Among the entries below, find every line that contains the string "hhmi", then copy it.

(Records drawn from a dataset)

= = =

PR #3825, opened 2024-03-21
hhmi: update image tags

jmunroe:
Updating hhmi-spyglass-image tag based on request from LorenFrank lab via Slack.


jmunroe:
Image tag change only. Self-merging.

PR #3826, opened 2024-03-21
Allow ESDIS hub access to S3

yuvipanda:
We were setting up the name of the service account in daskhub/values.yaml, so hubs that were set up without dask don't actually have access to the IAM roles set up for them!


yuvipanda:
There's a workshop running on this hub tomorrow, so I'm going to self-merge.

Issue #3780, opened 2024-03-06
Tune AWS management accounts default quota requests ?


consideRatio:
This is a followup to https://2i2c.freshdesk.com/a/tickets/1368.

After Georgiana setup a new cluster under the AWS management account / organization account, we received an email:

```
While processing your quota increase request, we noticed your requested EC2 vCPU amount was less than or equal to the current quota value in your requested region.

Your current quota is: 64 for EC2 Instances / All G and VT instances [US West (Oregon)]
Your requested quota was: 16 for EC2 Instances / All G and VT instances [US West (Oregon)]
```

We think this happens because:
- we have automation to request quota for new accounts under the management account
- maybe AWS have defaulted new accounts to get 64 in quota instead of 0 as before, and now our request lowers it instead of raises it?

## Action points

- [ ] Identify our aws management accounts automated quota limit requests
- [ ] Look for AWS announcing a change in the default quota for new project, and if its increased from 0 to 64  in all regions or similar we should then just drop our automated rule, otherwise perhaps learn to handle such followup emails.

yuvipanda:
Our default quota request template (you can see them in https://us-east-1.console.aws.amazon.com/servicequotas/home/template?region=us-east-1#) asked for 16 CPUs for use with instance types that have GPUs, but only in the us-west-2. It looks like we now have enough history with AWS that our accounts are getting 64 CPUs for instance types with GPUs, *across all regions*. This is helpful, because as in https://github.com/2i2c-org/infrastructure/issues/3827#issuecomment-2015444460, we are also spinning up hubs in places that aren't us-west-2 now.

I've removed the request template, and I'm also going to work on reflecting this in our documentation.

yuvipanda:
Fixed by https://github.com/2i2c-org/infrastructure/pull/3836

PR #3836, opened 2024-03-23
Document that we don't need to ask for extra quota on AWS

yuvipanda:
Fixes https://github.com/2i2c-org/infrastructure/issues/3780

### DIFF
--- a/docs/hub-deployment-guide/cloud-accounts/new-aws-account.md
+++ b/docs/hub-deployment-guide/cloud-accounts/new-aws-account.md
@@ -80,7 +80,7 @@ of these are all 'Total CPUs' and hence larger nodes consume more quota.
   High Memory instances`) is requested specifically to be able to use GPU
   powered machines or machines with high amounts of RAM memory.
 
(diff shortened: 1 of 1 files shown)


docs/hub-deployment-guide/cloud-accounts/new-aws-account.md
```diff
@@ -84,7 +80,8 @@ of these are all 'Total CPUs' and hence larger nodes consume more quota.
   High Memory instances`) is requested specifically to be able to use GPU
   powered machines or machines with high amounts of RAM memory.
 
-  Our custom tailored hubs will require an increase in this quota.
+  By default, AWS grants us 640 quota here for GPU instances and 448 for
```
consideRatio, line 83: 640? Is that a typo that should be 64? I recall seeing this to be 64, but i may very well be mistaken

yuvipanda: haha, it is a typo! The other two we do get 640. I'll fix.

consideRatio (approved):
Nice!!

Issue #3273, opened 2023-10-16
Get rid of eksctl produced `cloud-user-sa`


yuvipanda:
The following three hubs use a `cloud-user-sa` service account provisioned by eksctl to give hub users *full* S3 access:

- [x] uwhackweeks
- [x] carbonplan
- [ ] openscapes

This predates our more modern terraform based service accounts. We should get rid of these eksctl generated accounts and bring these hubs in line with the rest.

### Stop using the `cloud-user-sa` service account

- [ ] Stop using `cloud-user-sa` serviceaccount by removing `jupyterhub.singleuser.serviceAccountName` under `config/clusters/openscapes/common.yaml`. Make a PR, get this deployed. 
- [ ] Test to make sure you can still access `$SCRATCH_BUCKET` S3 bucket, by running `aws s3 ls $SCRATCH_BUCKET` in a jupyterlab terminal in the hub. This should not error out.

### Remove the IAM service account from AWS

- [ ] Render the `.jsonnet` file into a `.yaml` file with the `jsonnet` command in https://infrastructure.2i2c.org/hub-deployment-guide/new-cluster/aws/#create-and-render-an-eksctl-config-file
- [ ] Delete the iamserviceaccount with `eksctl delete iamserviceaccount -f openscapes.eksctlyaml --name cloud-user-rsa`
- [ ] Repeat the test from earlier to make sure that `aws s3 ls $SCRATCH_BUCKET` still works inside a terminal in the jupyterhub.
- [ ] Remove `namespaces` variable in `eksctl/openscapes.jsonnet`
- [ ] Remove `iam.serviceAccounts` in the main cluster definition in `eksctl/opencsapes.jsonnet`
- [ ] Make this into a PR, get it merged

### Celebrate

This is a celebration of the fact that we've been serving openscapes so long that they're using deprecated features! When done, we can close this issue :)

consideRatio:
uwhacksweeks is removed already via https://github.com/2i2c-org/infrastructure/issues/2173, I opened #3291 to finalize the cleanup.

### Related code

https://github.com/2i2c-org/infrastructure/blob/682ef1f38cd6eb944761e65824c6d4d58688600e/eksctl/carbonplan.jsonnet#L70-L82

### Issue scope question

@yuvipanda is the scope narrowed to replacing how the permissions are granted? Currently carbonplan and openscapes has `arn:aws:iam::aws:policy/AmazonS3FullAccess` which includes creation of new buckets etc.

[...]

Issue #3694, opened 2024-02-03
[Support] Setup persistent S3 bucket for openscapes


yuvipanda:
### The Freshdesk ticket link

https://2i2c.freshdesk.com/a/tickets/1278

### Ticket request type

Feature Request

### Ticket impact

🟨 Medium

### Short ticket description

This also came out of https://github.com/2i2c-org/infrastructure/issues/3614

Setup a persistent S3 bucket for use by users on this hub.

### (Optional) Investigation results

https://github.com/2i2c-org/infrastructure/issues/3273 is related, and may need to be resolved first.

yuvipanda:
This needs https://github.com/2i2c-org/infrastructure/issues/3273 first.

yuvipanda:
We don't actually need #3273 here I think - we can just follow the current instructions as they are.

sgibson91:
PR https://github.com/2i2c-org/infrastructure/pull/3832 is ready for review and has been deployed to the staging hub for testing

PR #3842, opened 2024-03-25
Remove use of cloud-user-sa from openscapes hub

yuvipanda:
Without this, https://github.com/2i2c-org/infrastructure/issues/3694 does not quite take, as the `user-sa` service account is not attached to the user pod.

This unifies all our infrastructure so nobody is using service accounts created by `eksctl`. Since openscapes is *just about* to start using S3, this is a good time to make sure it's set up in a standard way.

Fixes https://github.com/2i2c-org/infrastructure/issues/3273

### DIFF
--- a/config/clusters/openscapes/common.values.yaml
+++ b/config/clusters/openscapes/common.values.yaml
@@ -35,7 +35,6 @@ basehub:
             name: NASA Openscapes
             url: https://nasa-openscapes.github.io/
     singleuser:
-      serviceAccountName: cloud-user-sa
       defaultUrl: /lab
       extraEnv:
         GH_SCOPED_CREDS_CLIENT_ID: "Iv1.6981e043b45f042f"
--- a/eksctl/openscapes.jsonnet
+++ b/eksctl/openscapes.jsonnet
@@ -20,11 +20,6 @@ local clusterRegion = "us-west-2";
 local masterAzs = ["us-west-2a", "us-west-2b", "us-west-2c"];
 local nodeAz = "us-west-2b";
 
-// List of namespaces where we have hubs deployed
-// Each will get a ServiceAccount that will get credentials to talk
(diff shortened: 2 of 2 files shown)


yuvipanda:
Without this, the openscapes hub is not using the service account created for it:

```
(notebook) jovyan@jupyter-yuvipanda:~$ aws sts get-caller-identity
{
    "UserId": "AROA3M4ZSJJNXDIFKYZKA:botocore-session-1711408989",
    "Account": "783616723547",
    "Arn": "arn:aws:sts::783616723547:assumed-role/eksctl-openscapeshub-addon-iamserviceaccount-Role1-VCQZHI6KZIQ9/botocore-session-1711408989"
}
```

yuvipanda:
After merging, this still requires running an `eksctl delete iamserviceaccount` to be run. I'll do that locally.

Before working on it, I considered if I should just write documentation instead, or try to pair with someone. I chose to just do this instead as it leads to this concept of 'eksctl created service account' just disappearing from our infrastructure, thus reducing overall cognitive load.

consideRatio (approved):

consideRatio:
Since I'm very happy about cleanup like this, I've performed a small dance to celebrate!

Thank you @yuvipanda!!

yuvipanda:
Thanks @consideRatio :)

I've deleted the staging service account with:

```
eksctl delete iamserviceaccount --namespace staging --name cloud-user-sa --cluster openscapeshub --region=us-west-2
```

There are currently users on the prod hub, and I'm not sure that deleting an in-use service account is even possible. So I'm going to wait that out for a bit, as new users will use the `user-sa` (than `cloud-user-sa`). Then I can run the same thing for the prod hub.

yuvipanda:
I ran the command for prod too, and it's all gone now.

PR #3843, opened 2024-03-26
Document how to test if buckets are fully set up

yuvipanda:


docs/howto/features/buckets.md
```diff
@@ -83,6 +83,75 @@ on why users want this!
 4. Get this change deployed, and users should now be able to use the buckets!
    Currently running users might have to restart their pods for the change to take effect.
 
+### Testing access to buckets
+
+Once bucket access has been set up, we should test to make sure users can write
+to and read from it.
```
consideRatio, line 89: Maybe also mention that we expect certain environment variables to be defined, matching a pattern like `<NAME>_BUCKET`. I'm thinking a first step could be `env | grep _BUCKET` or similar to help overview those.

consideRatio (approved):
I just had an improvement suggestion - this looks great!

docs/howto/features/buckets.md
yuvipanda: Good idea @consideRatio. I've added that as well.

PR #3849, opened 2024-03-26
Add inline comments for consistency about cloud infra accounts etc

consideRatio:
A small PR for consistency of information available in cluster.yaml - even though its via comments currently.


consideRatio:
Self merging as trivial

Issue #3828, opened 2024-03-21
[New Hub] LINC (MIT Brain)


yuvipanda:
Copied over from https://github.com/2i2c-org/meta/issues/913

## Process Note

I'm using this as a way to try to rejig our new hub request process. See https://github.com/2i2c-org/meta/issues/897 (particularly https://github.com/2i2c-org/meta/issues/897#issuecomment-2010984904) for more information.

https://miro.com/app/board/uXjVNjUP3iQ=/, describes the various 'phases' of new hub turn-up. Each phase will be marked as "READY" or "NOT READY" when all information needed for it is available. Each section should also link to an appropriate runbook.

There will be customizations after this is all set up, but this is pathway towards a *standardized hub turn up*.

## Phase 1: Account setup (**READY**)

This is applicable for cases where this is a dedicated cluster. The following table lists the information before this phase can start.

| Question | Answer |
| - | - |
| Cloud Provider | AWS |
| Will 2i2c pay for cloud costs? | Yes |
| Name of cloud account | `linc` |

Appropriate runbook: https://infrastructure.2i2c.org/hub-deployment-guide/cloud-accounts/new-aws-account/

## Phase 2: Cluster setup (**READY**)

This assumes all engineers have access to this new account, and will be able to set up the cluster + support, without any new hubs being set up.

| Question | Answer | 
| - | - |
| Region / Zone of the cluster | us-east-1 | 
| Name of cluster | linc | 
| Is GPU required? | yes | 

Appropriate runbooks:
- New cluster setup: https://infrastructure.2i2c.org/hub-deployment-guide/new-cluster/aws/
- Support deployment: https://infrastructure.2i2c.org/hub-deployment-guide/deploy-support/

## Phase 3 : Hub setup (**READY**)

There's going to be a number of hubs, and this starts specifying them.

#### Phase 3.1: Initial setup 
| Question | Answer | Notes |
| - | - | - |
| Name of the hub | staging | |
| Dask gateway? | no | |
| Splash Image | https://github.com/lincbrain/linc-artwork/blob/main/linc.logo.color+white.notext.png?raw=true | |
| URL | https://lincbrain.org/ | |

#### Phase 3.2: Authentication

| Question | Answer |
| - | - |
| Authentication Mechanism | GitHub (via GitHubOAuthenticator) |
| Org based access? | No |
| Admin Users | `@kabilar, @aaronkanzer, @asmacdo, @satra` | 

#### Phase 3.3: Object storage access

[...]

PR #3854, opened 2024-03-26
linc: add cluster, and deploy support chart and staging hub

consideRatio:
Resolves part 1 and 2 of https://github.com/2i2c-org/infrastructure/issues/3828, and parts of part 3 which was about deploying a staging hub. Details about that hub isn't locked in place yet, so I did parts.

## Unrelated test failure

Note that the test failure is unrelated, which stems from me removing autoformat removed whitespace in a file inside `config/clusters/templates`. I tried to patch a job to not trigger incorrectly on those files but failed. Opened #3855 related to this.


.github/workflows/deploy-hubs.yaml
```diff
@@ -180,32 +180,33 @@ jobs:
     #
     # If you are adding a new cluster, please remember to list it here!
     outputs:
-      failure_2i2c: "${{ env.failure_2i2c }}"
+      failure_2i2c-aws-us: "${{ env.failure_2i2c-aws-us }}"
       failure_2i2c-uk: "${{ env.failure_2i2c-uk }}"
+      failure_2i2c: "${{ env.failure_2i2c }}"
```
consideRatio, line 185: I sorted these alphabetically, makes it less likeley that we get merge conflicts compared to appending - but mostly because its easier to read.

GeorgianaElena (approved):

PR #3856, opened 2024-03-26
Move service account specification to basehub

yuvipanda:
Follow-up to https://github.com/2i2c-org/infrastructure/pull/3826 to prevent that from happening again in other hubs. The service account is *created* in basehub, so it should just be set there too.


consideRatio (approved):

consideRatio:
Or wait, doesn't this make misc cleanup also?

consideRatio:
I opened https://github.com/2i2c-org/infrastructure/issues/3864 as a followup to ensure consistent function of things we have setup already. I spotted for example 3/6 hubs in 2i2c cluster without function with buckets setup for them.

Issue #3223, opened 2023-10-04
Improve stability of shared-dirsize-metrics pods


consideRatio:
They are crashing if there is permission issues like described in https://github.com/yuvipanda/prometheus-dirsize-exporter/issues/5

= = =

:: WRITTEN ANSWER ::
hhmi: update image tags
Updating hhmi-spyglass-image tag based on request from LorenFrank lab via Slack.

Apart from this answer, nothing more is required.